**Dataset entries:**
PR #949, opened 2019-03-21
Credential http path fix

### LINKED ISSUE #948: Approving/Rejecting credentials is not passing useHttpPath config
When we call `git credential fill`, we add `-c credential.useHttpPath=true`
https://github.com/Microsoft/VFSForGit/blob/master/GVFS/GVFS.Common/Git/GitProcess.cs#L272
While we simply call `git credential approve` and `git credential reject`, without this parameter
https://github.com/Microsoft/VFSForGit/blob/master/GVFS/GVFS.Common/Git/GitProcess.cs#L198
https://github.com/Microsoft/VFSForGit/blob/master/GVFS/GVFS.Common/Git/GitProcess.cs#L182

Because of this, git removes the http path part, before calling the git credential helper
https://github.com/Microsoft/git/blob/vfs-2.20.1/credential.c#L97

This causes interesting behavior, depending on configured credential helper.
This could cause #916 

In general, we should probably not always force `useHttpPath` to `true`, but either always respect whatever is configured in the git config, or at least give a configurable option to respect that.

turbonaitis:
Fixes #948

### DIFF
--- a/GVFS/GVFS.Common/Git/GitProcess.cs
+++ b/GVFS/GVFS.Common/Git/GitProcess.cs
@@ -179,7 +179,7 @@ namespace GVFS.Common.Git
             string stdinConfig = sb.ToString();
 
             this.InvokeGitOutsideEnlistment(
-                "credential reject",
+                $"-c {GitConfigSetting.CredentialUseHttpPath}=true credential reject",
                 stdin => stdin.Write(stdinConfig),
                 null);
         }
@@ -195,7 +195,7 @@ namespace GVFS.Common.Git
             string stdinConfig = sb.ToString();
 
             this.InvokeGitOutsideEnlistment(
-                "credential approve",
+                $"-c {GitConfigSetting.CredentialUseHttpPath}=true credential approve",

**What is expected:** Set every entry down verbatim.

**Solution below:**
PR #949, opened 2019-03-21
Credential http path fix

### LINKED ISSUE #948: Approving/Rejecting credentials is not passing useHttpPath config
When we call `git credential fill`, we add `-c credential.useHttpPath=true`
https://github.com/Microsoft/VFSForGit/blob/master/GVFS/GVFS.Common/Git/GitProcess.cs#L272
While we simply call `git credential approve` and `git credential reject`, without this parameter
https://github.com/Microsoft/VFSForGit/blob/master/GVFS/GVFS.Common/Git/GitProcess.cs#L198
https://github.com/Microsoft/VFSForGit/blob/master/GVFS/GVFS.Common/Git/GitProcess.cs#L182

Because of this, git removes the http path part, before calling the git credential helper
https://github.com/Microsoft/git/blob/vfs-2.20.1/credential.c#L97

This causes interesting behavior, depending on configured credential helper.
This could cause #916 

In general, we should probably not always force `useHttpPath` to `true`, but either always respect whatever is configured in the git config, or at least give a configurable option to respect that.

turbonaitis:
Fixes #948

### DIFF
--- a/GVFS/GVFS.Common/Git/GitProcess.cs
+++ b/GVFS/GVFS.Common/Git/GitProcess.cs
@@ -179,7 +179,7 @@ namespace GVFS.Common.Git
             string stdinConfig = sb.ToString();
 
             this.InvokeGitOutsideEnlistment(
-                "credential reject",
+                $"-c {GitConfigSetting.CredentialUseHttpPath}=true credential reject",
                 stdin => stdin.Write(stdinConfig),
                 null);
         }
@@ -195,7 +195,7 @@ namespace GVFS.Common.Git
             string stdinConfig = sb.ToString();
 
             this.InvokeGitOutsideEnlistment(
-                "credential approve",
+                $"-c {GitConfigSetting.CredentialUseHttpPath}=true credential approve",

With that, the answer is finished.